La giustizia può attendere: l’Italia riporta a casa Almasri accusato di crimini di guerra e contro l’umanità

L’Italia, come la Mongolia e il Sudan, sceglie di non cooperare con la Corte penale internazionale e, con giustificazioni contraddittorie, ma fin troppo chiare, non solo scarcera Osama Almasri Njeem, generale libico e capo della polizia giudiziaria, arrestato a Torino il 20 gennaio e accusato di crimini di guerra e crimini contro l’umanità, ma lo riaccompagna a casa, con un volo speciale.

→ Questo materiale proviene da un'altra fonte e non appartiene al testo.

PR #12753, opened 2026-04-12
fix(backend): auto-migrate webhook presets to new agent version on pu…

### LINKED ISSUE #11679: Agent trigger update to new agent version
## Problem

When updating an agent to a new version, webhook trigger URLs do not migrate to the new version. This creates a poor user experience because:

1. **New URL required for each version**: When an agent is updated (v1 → v2), triggering the old webhook URL still calls v1, not the updated v2
2. **External integrations break**: Users who have configured external services (e.g., Telegram bots, third-party webhooks) to call the agent's webhook URL must manually update the URL every time they publish a new agent version
3. **No way to preserve URLs**: Even removing and re-adding a webhook trigger generates a new URL

## Current Behavior

As reported in testing on dev:
1. Build agent v1, set up webhook trigger → webhook URL works ✅
2. Update agent to v2, trigger the same webhook → v1 is called (not v2) ❌
3. Creating a new trigger → generates a new URL
4. Removing original trigger and creating new one → also generates a new URL

## Expected Behavior

Users should be able to migrate/preserve webhook trigger URLs when updating their agent to a new version, so that:
- External integrations continue working without reconfiguration
- The same webhook URL can invoke the latest (or a specified) agent version

## Proposed Solution

1. **Automatic migration (default)**: When publishing a new agent version, automatically migrate compatible webhook triggers by updating the `AgentPreset` to reference the new graph version
2. **Manual migration**: For cases where auto-migration isn't possible or the user has opted out, provide a UI option to manually migrate an existing webhook trigger to a newer agent version

## Impact

This is particularly problematic for integrations like Telegram bots and other external services where changing the webhook URL requires reconfiguration on the external platform.

abderbejaoui:
When activating a new agent version, webhook trigger URLs remained pinned to the old version, forcing users to manually reconfigure external integrations (e.g. Telegram bots) on every update.

Root cause: `AgentPreset.agentGraphVersion` was set at creation time and never updated when a new graph version was activated.

Closes #11679

### Why

Webhook-attached presets (Telegram, Discord, etc.) silently kept hitting the previous version after every publish. Users had to re-register the webhook URL on the external side every time they activated a new version.

### What

- New helper `migrate_webhook_presets_to_new_version(user_id, graph_id, new_version)` in `library/db.py`.
- Invoked after activation in three paths, only when the activated graph contains a webhook input node:
  - `update_graph` (`PUT /graphs/{id}`) — only inside the `if new_graph_version.is_active:` branch.
  - `set_graph_active_version` (`PUT /graphs/{id}/versions/active`).
  - `update_graph_in_library` (library code path).
- Filter: `userId`, `agentGraphId`, `agentGraphVersion < new_version` (strictly older — presets manually pinned to a newer version are left alone), `webhookId IS NOT NULL`, `isDeleted = false`.
- Unit tests with a mocked Prisma client (patched at the usage site).

### How

Single bulk `update_many` per activation. No-op when there are no webhook-attached presets or the graph has no webhook trigger node.

### Changes 🏗️

- `autogpt_platform/backend/backend/api/features/library/db.py` — added `migrate_webhook_presets_to_new_version` and call site in `update_graph_in_library`.
- `autogpt_platform/backend/backend/api/features/v1.py` — call sites in `update_graph` and `set_graph_active_version`.
- `autogpt_platform/backend/test/test_migrate_webhook_presets.py` — unit tests.

### Test plan

1. Create an agent with a webhook trigger (e.g. Telegram).
2. Activate as v1 and register the webhook URL on the external side.
3. Publish v2 of the same graph and set it active.
4. Confirm:
   - The preset row's `agentGraphVersion` flipped to `2`.
   - Incoming webhook calls now execute v2.
   - Presets without a webhook are unchanged.
   - Presets manually pinned to v3 (newer) are unchanged.

### Checklist 📋

For code changes:
- [x] I have made a test plan
- [x] I have tested my changes according to the test plan (unit tests; end-to-end validation requested from reviewers)

For configuration changes:
- [x] `.env.default` unchanged — no config impact
- [x] `docker-compose.yml` unchanged — no infra impact


autogpt_platform/backend/backend/api/features/library/db.py
```diff
@@ -1825,6 +1834,50 @@ async def set_preset_webhook(
...
+    so that existing webhook URLs continue to trigger the latest agent version.
+
+    Only migrates presets that:
+    - Belong to the user
+    - Are attached to a webhook (webhookId is not null)
+    - Are not deleted
+    - Are for the given graph but pinned to an older version
+
+    Args:
+        user_id: The owner of the presets.
```
majdyz, line 1856: 🤖 🟠 **Should Fix**: Migration can run on presets that are already at the new version or at a *newer* version.

The filter `"agentGraphVersion": {"not": new_version}` correctly skips presets already at `new_version`, but it will also update presets pinned to a *higher* version (e.g., version 7 when publishing version 5 via a non-active path). In practice, a user can have manually pinned a preset to a future version or to a specific version for testing purposes.

A safer filter would be:
```python
"agentGraphVersion": {"lt": new_version}
```

This ensures only presets pinned to *older* versions are promoted, never newer ones.

autogpt_platform/backend/backend/api/features/v1.py
```diff
@@ -1044,6 +1044,15 @@ async def update_graph(
         if current_active_version:
             await on_graph_deactivate(current_active_version, user_id=user_id)
 
+        # Migrate webhook-attached presets to the new version so that
+        # existing webhook URLs continue to trigger the latest agent version.
+        if new_graph_version.webhook_input_node:
+            await library_db.migrate_webhook_presets_to_new_version(
+                user_id=user_id,
+                graph_id=graph_id,
+                new_version=new_graph_version.version,
```
majdyz, line 1053: 🤖 🟡 **Nice to Have**: Migration call in `update_graph` is only reachable when `new_graph_version.is_active` is true.

Looking at the `update_graph` handler in `v1.py`, the webhook migration is placed inside the `if new_graph_version.is_active:` block. This means publishing a new version that is *not* yet set as active does not trigger migration. That is probably the correct intent (you only want to migrate when the new version becomes the live one), but the docstring for `migrate_webhook_presets_to_new_version` says it handles the "publish" flow in general.

Please verify: if a user saves a draft version that has a webhook trigger, should existing webhook presets be migrated? If no, update the docstring to clarify. If yes, the call needs to be unconditional.

autogpt_platform/backend/test/test_migrate_webhook_presets.py
```diff
@@ -0,0 +1,70 @@
...
+
+from unittest.mock import AsyncMock, patch
+
+import pytest
+
+
+@pytest.fixture
+def mock_prisma():
+    with patch("prisma.models.AgentPreset.prisma") as mock:
+        mock_client = AsyncMock()
```
majdyz, line 14: 🤖 🟡 **Nice to Have**: Mock target patches `prisma.models.AgentPreset.prisma` (definition site) rather than the usage site.

Per repo convention (see copilot-instructions.md), tests should patch where the symbol is *used*, not where it is *defined*. The `migrate_webhook_presets_to_new_version` function in `library/db.py` imports `prisma` at the module level. The patch target should be:

```python
patch("backend.api.features.library.db.prisma.models.AgentPreset.prisma")
```

The current target (`"prisma.models.AgentPreset.prisma"`) may work by coincidence in this case, but it is fragile — if the prisma module is re-imported or aliased, the mock will not intercept the call.

majdyz (dismissed):
🤖 **REQUEST CHANGES** — PR #12753 (fix(backend): auto-migrate webhook presets to new agent version on publish)

Good contribution and a real pain point worth fixing. The core approach (bulk-update webhook-attached presets via Prisma on publish/activate) is sound and the user-scoping filter (`userId`, `agentGraphId`, `isDeleted: false`) is correct. Tests are present and cover the happy path.

**Blocker:**

**Version filter is too broad.** The `"agentGraphVersion": {"not": new_version}` condition will update presets that are already pinned to a *newer* version than the one being published (e.g., a preset at v7 would be downgraded to v5 if someone republishes v5). The docstring even says "pinned to an older version" but the filter does not enforce that. Change to:
```python
"agentGraphVersion": {"lt": new_version}
```

**Should fix:**

- The test's mock patches `"prisma.models.AgentPreset.prisma"` (definition site). Per repo convention, patch at the usage site: `"backend.api.features.library.db.prisma.models.AgentPreset.prisma"`. This is currently fragile.

**Nits / clarifications:**

- The `update_graph` call site is inside `if new_graph_version.is_active:` — migration only fires when the new version is published as active. This is probably correct behaviour, but the docstring says "new graph version is published" without that qualifier. Align the docstring with the actual guard.
- The PR description's Why/What/How section was left as template comments. Please fill it in — the template placeholder text is still visible.

Overall quality is good — once the version filter is corrected this should be ready to merge.

Pwuts (commented):
We're planning to add support for extra input blocks alongside trigger blocks soon. How would you suggest reconciling a change of the input schema with trying to auto-update a preset?

abderbejaoui:
Thanks @majdyz — all three addressed in f7e68df:

Filter switched to [{"lt": new_version}](vscode-file://vscode-app/Applications/Visual%20Studio%20Code.app/Contents/Resources/app/out/vs/code/electron-browser/workbench/workbench.html) (no more downgrading newer-pinned presets).
Mock now patches at the usage site.
Docstring clarified: migration runs on activation only.
PR description updated (filled Why/What/How + test plan; removed template placeholders).
Also merged latest dev to clear the unrelated lint failure.

@Pwuts re extra input blocks: I’d gate auto-migration on schema compat — migrate only if the trigger’s required shape is unchanged and no new required inputs were added; otherwise leave preset on the old version. Happy to do that as a follow-up once those blocks land.

Re-requesting review.

abderbejaoui:
Hi reviewers,  all requested changes from @majdyz  were addressed in f7e68df, and I’ve now also added additional test coverage to address the remaining Codecov patch coverage issue.

At this point the PR should be ready for another review when someone has time. Thanks again!

autogpt_platform/backend/backend/api/features/library/db.py
majdyz: Addressed in f7e68df — filter is now `{"lt": new_version}` (live at `library/db.py:1994`). New unit tests in e24b8c8e1 assert the filter on every call to `migrate_webhook_presets_to_new_version`. Resolving.

autogpt_platform/backend/backend/api/features/v1.py
majdyz: Intentional — migration only fires when the new version actually becomes the live one. Same semantics as `set_graph_active_version` below: if a non-active draft is published, no preset is migrated (webhook URLs still point at the previous active version). The docstring on `migrate_webhook_presets_to_new_version` already says "newly activated version", so the call site behaviour and the helper contract are aligned. Resolving.

autogpt_platform/backend/test/test_migrate_webhook_presets.py
majdyz: Reverted in e24b8c8e1 back to `prisma.models.AgentPreset.prisma` to match the project-wide convention (see `backend/api/features/library/db_test.py`, `backend/api/features/store/db_test.py`, and every other prisma-using test in the repo). The previous usage-site target failed because `backend.api.features.library.db` was not imported as an attribute of `library` until inside the test function, so `patch` could not traverse the dotted path at fixture-setup time — the suite was erroring at collection and contributing zero coverage. With the standard target the patch resolves cleanly and `migrate_webhook_presets_to_new_version` is now fully exercised. Resolving.

majdyz:
🤖 @Pwuts re: reconciling an input-schema change with auto-updating a preset —

Good question, and it's the reason this PR deliberately stays narrow. Two points:

1. **This migration only moves the version pointer, never the preset payload.** `migrate_webhook_presets_to_new_version` does a single `update_many` that sets `agentGraphVersion` and touches nothing else ([library/db.py L1990](https://github.com/Significant-Gravitas/AutoGPT/blob/e24b8c8e17cec76ad0e2e3da17d0668538e5f43f/autogpt_platform/backend/backend/api/features/library/db.py#L1990)). The preset's stored `inputs` are left as-is. So today, when the trigger/input schema is unchanged across versions (the common publish case), repinning is safe and is exactly what we want — the existing webhook URL keeps firing the live version.

2. **When extra input blocks land and the schema can diverge, the version bump should be gated on schema compatibility rather than applied unconditionally.** `GraphModel.input_schema` ([graph.py L220](https://github.com/Significant-Gravitas/AutoGPT/blob/e24b8c8e17cec76ad0e2e3da17d0668538e5f43f/autogpt_platform/backend/backend/data/graph.py#L220)) already exposes the per-version schema, so the natural extension is: compare the new version's input schema against the preset's stored inputs, and
   - migrate automatically when the new schema is backward-compatible (no new required fields without defaults, no removed/retyped fields the preset relies on), and
   - leave the preset pinned (and surface a "needs reconfiguration" state to the user) when it's a breaking change, so we never silently feed a stale payload into an incompatible schema.

I'd prefer to add that compatibility gate in the follow-up that introduces the extra-input-block support, since the breaking-vs-compatible classification only becomes meaningful once a schema actually can change between versions for the same trigger. Happy to scope it into this PR instead if you'd rather have the guard in place pre-emptively — let me know which you prefer.

majdyz:
## E2E Test Report

Native backend on `:8006` + infra Postgres. Tests exercise the **real production code path**: `graph.webhook_input_node` gate → `library_db.migrate_webhook_presets_to_new_version()`, plus a DB-backed integration test against real Prisma `update_many`.

| # | Scenario | Result | Evidence (before → after) |
|---|----------|--------|---------------------------|
| 1 | Webhook preset repins on publish (real graph v2 loaded from DB, `webhook_input_node`=Webhook(manual)) | PASS | preset `agentGraphVersion` v1 → v2; migrate() returned 1 |
| 2 | Non-webhook preset unaffected (control, `webhookId` NULL) | PASS | v1 → v1 (untouched) |
| 3 | Payload not mutated — only version pin changes | PASS | name/description/`webhookId` unchanged; only `agentGraphVersion` updated |
| 4 | Newer-pinned preset left alone (`lt` filter, pinned v3) | PASS | v3 → v3 (untouched) |
| 5 | Deleted preset skipped (`isDeleted=true`) | PASS | v1 → v1 (untouched) |
| 6 | **Cross-user isolation (NEGATIVE/SECURITY)** — other user's preset on same `graph_id` | PASS | owner publishes → other user's preset v1 → v1 (untouched) |
| 7 | Unit + integration suite | PASS | 13 passed (11 mock + 2 DB-backed) |

**Mutation check:** removing the `userId` scope from the helper makes the DB-backed test FAIL — confirming the cross-user assertion is non-vacuous.

### E2E Evidence

Before/after `agentGraphVersion` for every preset class through the real publish gate + migration helper. Confirms the webhook preset repins to the new version, the non-webhook control and newer/deleted presets are untouched, another user's preset on the same graph is never migrated, and the payload is preserved (only the version pin changes).

### Note on added coverage
The PR's existing tests mock Prisma and only assert the WHERE-clause shape — they cannot catch a semantically-wrong query. I added a DB-backed integration test (`test/test_migrate_webhook_presets_db.py`, pushed to this branch) that runs the real `update_many` against Postgres and asserts row-level outcomes including cross-user isolation and payload integrity.

majdyz (dismissed):
## E2E Test Evaluation — APPROVED

**Results:** 7/7 scenarios passed (incl. the full unit + DB-backed suite, 13 tests).

**Coverage:** Every behavior in the PR description was exercised against the real production code path (the `graph.webhook_input_node` gate computed from a real graph model loaded from DB → `migrate_webhook_presets_to_new_version`):
- Webhook preset repins to the new version on publish (v1 → v2).
- Non-webhook preset unaffected.
- Payload preserved — only `agentGraphVersion` changes.
- Newer-pinned preset (`lt` filter) and deleted preset both left alone.

**Negative / security tests:** Cross-user isolation verified at the DB level — when the owner publishes, another user's webhook preset on the *same* `graph_id` is never migrated. A mutation check (removing the `userId` scope) makes the DB-backed test FAIL, so the isolation assertion is non-vacuous.

**Evidence:** Before/after `agentGraphVersion` values logged for every preset class; the migration helper logged `Migrated 1 webhook preset(s)`.

**Note:** I pushed one test-only commit to this branch (`test/test_migrate_webhook_presets_db.py`) adding DB-backed coverage — the pre-existing tests mock Prisma and only assert the WHERE-clause shape, so they could not catch a semantically-wrong query. No production code was changed; the PR's logic is correct as-is.

No regressions observed.

majdyz (approved):
Re-approving after the post-test commits. The earlier E2E approval was auto-dismissed by new commits, which were test-only:

- `6b3fca4fee` added a DB-backed integration test, then `292c31926a` removed it — it flaked across the CI matrix (`Event loop is closed` on py3.11, passed py3.12/3.13) because the unit suite has no harness for real-DB CRUD (global Prisma client event-loop binding is nondeterministic). The mocked test (`test_migrate_webhook_presets.py`) still covers the query shape, and the real-DB behaviour — including cross-user isolation — was validated live during E2E testing against real Postgres (see the test report comment above).

No changes to the PR's product code. Required CI (`Check PR Status`) is green; the only red check is Vercel (non-required fork-preview auth limitation; this PR is backend-only).

autogpt_platform/backend/backend/api/features/library/db.py
Pwuts, line 1: What if the new graph version uses a different trigger block? It will migrate indiscriminately, resulting in a broken state.

kcze: Fixed in https://github.com/Significant-Gravitas/AutoGPT/pull/13394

La Pre-Trial Chamber, il 18 gennaio 2025, aveva emesso un mandato di arresto nei confronti dell’uomo e aveva poi inviato la richiesta di arresto dell’indagato a sei Stati parte, inclusa l’Italia, attraverso i canali indicati da ciascuno Stato, dopo una consultazione con le autorità nazionali. La richiesta era stata trasmessa a Interpol. Almasry era arrivato a Torino ed era stato arrestato. Fino a qui tutto bene. Poi, però, è arrivata l’ordinanza della Corte di appello di Roma, sezione IV penale, proc. n. 11/2025 (Ordinanza). La Corte di appello, competente in materia di consegna ex legge 237/2012  (Norme per l’adeguamento alle disposizioni dello statuto istitutivo della Corte penale internazionale), rilevando un difetto procedurale rispetto all’articolo 11 della legge 237/2012 in quanto era indispensabile “una prodromica e irrinunciabile interlocuzione tra il Ministro della giustizia e la procura generale presso la Corte di appello di Roma” che, ad avviso, dei giudici era mancata e ritenendo non applicabile l’articolo 716 c.p.p., ha accolto l’istanza di scarcerazione di Osama Almasri Njeem e non ha convalidato l’arresto. Ne è seguito un duro comunicato della Corte penale internazionale (ICC arrest warrant). 

Al di là dell’interpretazione non convincente della Corte di appello di Roma, resta lo sgomento per le modalità con le quali il Governo è intervenuto a riaccompagnare a casa l’indagato, con un volo dei servizi, giustificando quest’intervento immediato con la rilevante pericolosità del capo della polizia giudiziaria, aspetto che, tra l’altro, pone una questione di più ampia portata: davvero uno Stato democratico può stipulare accordi con la Libia, quando il Ministro dell’interno italiano sostiene che il capo della polizia è molto pericoloso?  Non era poi proprio possibile attendere e sanare l’eventuale difetto nell’applicazione della procedura di consegna?

Forse la risposta è tutta qui: “Any trial in The Hague of Njeem would have brought unwanted attention to Italy’s migration policies and its support of the Libyan coast guard, which it has financed to prevent migrants from leaving (https://www.aljazeera.com/news/2025/1/22/icc-seeks-answers-after-italy-frees-libyan-war-crimes-suspect)”. 

In ogni caso, intanto, la Libia intanto ringrazia.